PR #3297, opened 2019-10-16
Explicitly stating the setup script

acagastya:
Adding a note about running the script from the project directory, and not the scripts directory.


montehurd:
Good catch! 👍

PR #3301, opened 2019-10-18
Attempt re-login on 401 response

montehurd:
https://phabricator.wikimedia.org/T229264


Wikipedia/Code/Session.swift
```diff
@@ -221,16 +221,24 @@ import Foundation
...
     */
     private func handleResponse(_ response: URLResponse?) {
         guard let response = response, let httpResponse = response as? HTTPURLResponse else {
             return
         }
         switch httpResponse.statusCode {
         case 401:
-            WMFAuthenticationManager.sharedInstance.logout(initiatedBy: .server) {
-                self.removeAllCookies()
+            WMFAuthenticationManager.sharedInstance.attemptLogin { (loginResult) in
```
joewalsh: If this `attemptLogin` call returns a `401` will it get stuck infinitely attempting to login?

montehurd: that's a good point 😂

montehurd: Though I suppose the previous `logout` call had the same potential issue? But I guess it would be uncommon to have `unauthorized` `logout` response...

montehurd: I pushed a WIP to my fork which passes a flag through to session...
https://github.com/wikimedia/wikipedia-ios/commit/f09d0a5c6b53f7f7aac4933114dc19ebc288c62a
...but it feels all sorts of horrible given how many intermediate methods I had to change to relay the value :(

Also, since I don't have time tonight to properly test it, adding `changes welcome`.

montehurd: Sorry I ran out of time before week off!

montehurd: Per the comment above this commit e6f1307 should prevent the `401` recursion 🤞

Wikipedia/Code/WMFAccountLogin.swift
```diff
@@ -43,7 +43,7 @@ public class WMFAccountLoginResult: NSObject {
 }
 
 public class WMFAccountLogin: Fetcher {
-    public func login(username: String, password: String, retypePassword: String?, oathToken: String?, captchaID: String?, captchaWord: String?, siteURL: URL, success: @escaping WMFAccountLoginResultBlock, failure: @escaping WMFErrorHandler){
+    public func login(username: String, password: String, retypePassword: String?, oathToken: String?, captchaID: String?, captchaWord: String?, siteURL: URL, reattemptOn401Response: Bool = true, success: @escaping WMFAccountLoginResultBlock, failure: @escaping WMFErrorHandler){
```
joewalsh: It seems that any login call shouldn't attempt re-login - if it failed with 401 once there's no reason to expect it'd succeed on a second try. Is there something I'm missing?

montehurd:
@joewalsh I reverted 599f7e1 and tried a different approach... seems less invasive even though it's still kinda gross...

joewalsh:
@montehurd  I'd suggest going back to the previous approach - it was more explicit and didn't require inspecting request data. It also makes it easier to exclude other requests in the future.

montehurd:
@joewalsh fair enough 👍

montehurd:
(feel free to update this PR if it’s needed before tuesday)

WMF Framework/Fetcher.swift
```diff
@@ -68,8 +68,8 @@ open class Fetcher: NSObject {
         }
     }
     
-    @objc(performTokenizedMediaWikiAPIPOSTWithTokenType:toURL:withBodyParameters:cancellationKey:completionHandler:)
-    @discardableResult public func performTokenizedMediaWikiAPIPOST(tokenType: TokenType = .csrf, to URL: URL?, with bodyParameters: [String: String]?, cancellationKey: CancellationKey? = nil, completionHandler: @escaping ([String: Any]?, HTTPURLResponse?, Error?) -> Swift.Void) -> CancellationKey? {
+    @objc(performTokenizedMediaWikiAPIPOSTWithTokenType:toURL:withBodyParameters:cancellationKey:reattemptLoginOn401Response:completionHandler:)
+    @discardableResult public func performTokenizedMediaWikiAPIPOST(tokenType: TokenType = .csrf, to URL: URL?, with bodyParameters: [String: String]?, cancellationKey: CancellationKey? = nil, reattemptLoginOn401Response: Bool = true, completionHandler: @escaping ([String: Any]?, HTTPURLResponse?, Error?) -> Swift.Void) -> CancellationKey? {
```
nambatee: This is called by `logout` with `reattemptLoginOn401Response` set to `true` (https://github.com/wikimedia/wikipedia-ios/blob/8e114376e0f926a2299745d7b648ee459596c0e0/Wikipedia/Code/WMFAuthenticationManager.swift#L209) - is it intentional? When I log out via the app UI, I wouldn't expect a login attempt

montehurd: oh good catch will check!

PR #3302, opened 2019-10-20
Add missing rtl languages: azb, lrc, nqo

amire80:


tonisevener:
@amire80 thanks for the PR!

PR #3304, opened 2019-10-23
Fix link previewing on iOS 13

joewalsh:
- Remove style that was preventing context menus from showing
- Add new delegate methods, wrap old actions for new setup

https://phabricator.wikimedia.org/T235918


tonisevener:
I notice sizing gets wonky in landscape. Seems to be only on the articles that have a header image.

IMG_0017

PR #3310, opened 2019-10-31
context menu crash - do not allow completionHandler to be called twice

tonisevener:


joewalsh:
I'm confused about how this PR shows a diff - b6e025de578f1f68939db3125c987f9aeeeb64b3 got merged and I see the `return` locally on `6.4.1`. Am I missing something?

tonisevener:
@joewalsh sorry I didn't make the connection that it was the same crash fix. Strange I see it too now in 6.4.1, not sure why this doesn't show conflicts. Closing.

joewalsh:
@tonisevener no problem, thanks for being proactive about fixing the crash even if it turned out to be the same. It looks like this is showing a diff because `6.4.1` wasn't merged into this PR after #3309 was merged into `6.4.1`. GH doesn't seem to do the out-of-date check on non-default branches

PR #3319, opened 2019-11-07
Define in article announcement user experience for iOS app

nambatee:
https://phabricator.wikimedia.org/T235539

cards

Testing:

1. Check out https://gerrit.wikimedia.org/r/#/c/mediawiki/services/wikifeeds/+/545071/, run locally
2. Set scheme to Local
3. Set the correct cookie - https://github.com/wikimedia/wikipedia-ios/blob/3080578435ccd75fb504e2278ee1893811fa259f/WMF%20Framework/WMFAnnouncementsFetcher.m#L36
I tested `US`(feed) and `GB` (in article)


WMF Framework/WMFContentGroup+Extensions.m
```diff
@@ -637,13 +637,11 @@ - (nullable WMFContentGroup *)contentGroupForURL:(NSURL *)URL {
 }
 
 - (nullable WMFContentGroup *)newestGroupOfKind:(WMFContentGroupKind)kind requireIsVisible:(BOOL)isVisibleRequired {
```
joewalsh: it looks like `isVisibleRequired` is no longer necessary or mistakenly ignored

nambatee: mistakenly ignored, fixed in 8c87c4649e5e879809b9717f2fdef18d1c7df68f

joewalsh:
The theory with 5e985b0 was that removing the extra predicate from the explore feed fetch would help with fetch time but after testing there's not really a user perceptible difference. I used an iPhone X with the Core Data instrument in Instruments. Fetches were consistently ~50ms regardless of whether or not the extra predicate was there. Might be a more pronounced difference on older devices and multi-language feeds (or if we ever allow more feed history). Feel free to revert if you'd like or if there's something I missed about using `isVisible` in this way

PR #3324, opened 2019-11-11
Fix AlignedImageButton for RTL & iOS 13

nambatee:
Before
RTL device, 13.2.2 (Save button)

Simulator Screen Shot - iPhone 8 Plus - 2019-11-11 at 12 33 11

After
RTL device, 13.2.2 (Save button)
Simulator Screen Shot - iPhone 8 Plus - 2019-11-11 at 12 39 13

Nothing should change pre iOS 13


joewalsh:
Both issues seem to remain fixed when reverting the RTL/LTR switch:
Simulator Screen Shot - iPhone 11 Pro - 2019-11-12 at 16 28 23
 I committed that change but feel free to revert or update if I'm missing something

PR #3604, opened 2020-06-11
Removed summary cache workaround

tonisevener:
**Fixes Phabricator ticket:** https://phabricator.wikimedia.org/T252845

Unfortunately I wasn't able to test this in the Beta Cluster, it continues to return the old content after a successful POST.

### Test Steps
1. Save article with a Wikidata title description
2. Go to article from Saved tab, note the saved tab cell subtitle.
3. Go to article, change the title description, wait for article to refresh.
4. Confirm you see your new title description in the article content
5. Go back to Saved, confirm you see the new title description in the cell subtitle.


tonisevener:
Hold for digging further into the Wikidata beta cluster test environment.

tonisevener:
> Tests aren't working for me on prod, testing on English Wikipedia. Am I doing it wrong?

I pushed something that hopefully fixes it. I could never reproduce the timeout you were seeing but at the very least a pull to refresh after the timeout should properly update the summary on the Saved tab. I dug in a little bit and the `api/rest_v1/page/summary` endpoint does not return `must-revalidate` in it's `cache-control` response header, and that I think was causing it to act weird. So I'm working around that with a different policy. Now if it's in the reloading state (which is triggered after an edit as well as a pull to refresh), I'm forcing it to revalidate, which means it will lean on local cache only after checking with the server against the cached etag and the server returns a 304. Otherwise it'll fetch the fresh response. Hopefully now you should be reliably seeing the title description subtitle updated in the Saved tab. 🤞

▸ **WORK TASK**
From the records above, give again exactly the lines running from the line with "nambatee: mistakenly ignored, fixed" to the line with "doing it wrong?", inclusive.

▸ **FINISHED TASK**
nambatee: mistakenly ignored, fixed in 8c87c4649e5e879809b9717f2fdef18d1c7df68f

joewalsh:
The theory with 5e985b0 was that removing the extra predicate from the explore feed fetch would help with fetch time but after testing there's not really a user perceptible difference. I used an iPhone X with the Core Data instrument in Instruments. Fetches were consistently ~50ms regardless of whether or not the extra predicate was there. Might be a more pronounced difference on older devices and multi-language feeds (or if we ever allow more feed history). Feel free to revert if you'd like or if there's something I missed about using `isVisible` in this way

PR #3324, opened 2019-11-11
Fix AlignedImageButton for RTL & iOS 13

nambatee:
Before
RTL device, 13.2.2 (Save button)

Simulator Screen Shot - iPhone 8 Plus - 2019-11-11 at 12 33 11

After
RTL device, 13.2.2 (Save button)
Simulator Screen Shot - iPhone 8 Plus - 2019-11-11 at 12 39 13

Nothing should change pre iOS 13


joewalsh:
Both issues seem to remain fixed when reverting the RTL/LTR switch:
Simulator Screen Shot - iPhone 11 Pro - 2019-11-12 at 16 28 23
 I committed that change but feel free to revert or update if I'm missing something

PR #3604, opened 2020-06-11
Removed summary cache workaround

tonisevener:
**Fixes Phabricator ticket:** https://phabricator.wikimedia.org/T252845

Unfortunately I wasn't able to test this in the Beta Cluster, it continues to return the old content after a successful POST.

### Test Steps
1. Save article with a Wikidata title description
2. Go to article from Saved tab, note the saved tab cell subtitle.
3. Go to article, change the title description, wait for article to refresh.
4. Confirm you see your new title description in the article content
5. Go back to Saved, confirm you see the new title description in the cell subtitle.


tonisevener:
Hold for digging further into the Wikidata beta cluster test environment.

tonisevener:
> Tests aren't working for me on prod, testing on English Wikipedia. Am I doing it wrong?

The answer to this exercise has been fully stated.